SolrXML Connector and Datasource Configuration

The SolrXML connector indexes XML files formatted according to Solr’s XML structure. It is not a generic XML file crawler; it can only index SolrXML-formatted documents.

Per the Solr standard, all XML files must include the <add> tag in order for the documents to be added to the Fusion index.

The SolrXML Format

As described in the Solr Reference Guide section on using Solr’s updateHandlers, an XML document formatted for Solr must conform to a very specific structure. There are three general elements that are used:

  • <add> introduces one or more documents to be added to the index.

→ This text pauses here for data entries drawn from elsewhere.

PR #1076, opened 2016-02-05
Add compiler flags.

sellout:
* Turn on the long-disabled `-Ywarn-numeric-widen` after eliminating the
  warnings and
* add options to take advantage of Java 8 features (e.g., invoke dynamic
  & lambdas).

### DIFF
--- a/core/src/main/scala/quasar/fs/ManageFile.scala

  • <doc> introduces the fields that make up a single document.

  • <field> defines the content for each field of the document.

For example, this is very simple XML including only one document:

<add>
  <doc>
   <field name="id">doc1</field>
   <field name="title">My Solr Document</field>
   <field name="body">This is the body of my document.</field>
  </doc>
</add>

The fields can be any field that is defined in your schema, or you can use dynamic field rules to create fields during indexing.

The elements can take some attributes to define document overwrites, commit rules and field or document boosts. See the Solr Reference Guide section on XML-formatted updates for more details.

Configuration

Tip
When entering configuration values in the UI, use unescaped characters, such as \t for the tab character. When entering configuration values in the API, use escaped characters, such as \\t for the tab character.